Beginning with the first line of the data below, set down each line exactly through the line that contains "passed to call".

------------------------

PR #2155, opened 2025-08-12
Migrate LlamaDecoderLayer to NNX

bvandermoon:
# Description

Migrate LlamaDecoderLayer to NNX instead of Linen

* Change module type to NNX
* Initialize submodules in `__init__` instead of `__call__`
* Pass `self.model_mode` to module constructors instead of the one passed to call
* New `to_linen_class` NNX bridge to handle the way we pass decoder classes around. This is needed for checkpointing to work
* New init/apply functions in Transformer module to ensure the proper `model_mode` value is passed around

# Tests

commands to reproduce.

# Checklist


MaxText/layers/llama2.py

------------------------

TASK RESPONSE =>
PR #2155, opened 2025-08-12
Migrate LlamaDecoderLayer to NNX

bvandermoon:
# Description

Migrate LlamaDecoderLayer to NNX instead of Linen

* Change module type to NNX
* Initialize submodules in `__init__` instead of `__call__`
* Pass `self.model_mode` to module constructors instead of the one passed to call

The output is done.